PR #294, opened 2020-07-21
STTR versioning

afjlambert:


apps/client/src/sttr_client/models/permit.js
```diff
@@ -1,3 +1,5 @@
+import { isNumber } from "util";
```
robinpiets: Why use `isNumber` from `util` and not from `lodash.isnumber`, like you do in `models/question.js`? Is this different or maybe more lightweight?

apps/client/sttr_build/index.js
```diff
@@ -18,7 +18,7 @@ const outputDir = path.join(
 );
 const sttrApi = `https://sttr-builder${
   env === "PROD" ? "" : "-staging"
-}.eu.meteorapp.com/api`;
+}.eu.meteorapp.com/api/v2`;
```
robinpiets, line 21: v2 is already on production?

apps/client/sttr_build/index.js
```diff
@@ -77,31 +77,37 @@ function checkStatus(res) {
...
     const file = `${id}.json`;
     const data = {
       id,
-      permits: permits.map((permit) =>
-        sttrbuild(permitsXML.find((p) => p.id === permit.id).xml)
-      ),
+      permits: permits.map((permit) => {
+        const res = permitsConfig.find((p) => p.id === permit.id);
+        return {
+          version: res.json.version,
```
robinpiets: Could there be a case where `res.json` or `res.json.version` is `undefined`?

robinpiets (changes requested):

apps/client/sttr_build/index.js
robinpiets: Never mind

apps/client/src/sttr_client/models/permit.js
afjlambert: Good point! My IDE imported this function from `util` which I didn't even know existed. Anyway its been deprecated since node v4.0.0. I'll replace it with lodash's function.

apps/client/sttr_build/index.js
```diff
@@ -67,7 +67,7 @@ function checkStatus(res) {
       return json.map(({ _id }) => _id);
```
robinpiets, line 67: Is there any advantage to also write the version in the `topics.source.json` file?

apps/client/sttr_build/index.js
afjlambert: No there shouldn't be a reason for it to be undefined. If it does however the script should exit properly. Will double-check if that's the case. Thanks.

robinpiets (approved):

robinpiets:
Please Squash and Merge

svenjens (approved):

============================================================

§ What to do
Copy every line of the material above in which the word "case" appears.

§ Task solution
robinpiets: Could there be a case where `res.json` or `res.json.version` is `undefined`?
afjlambert: No there shouldn't be a reason for it to be undefined. If it does however the script should exit properly. Will double-check if that's the case. Thanks.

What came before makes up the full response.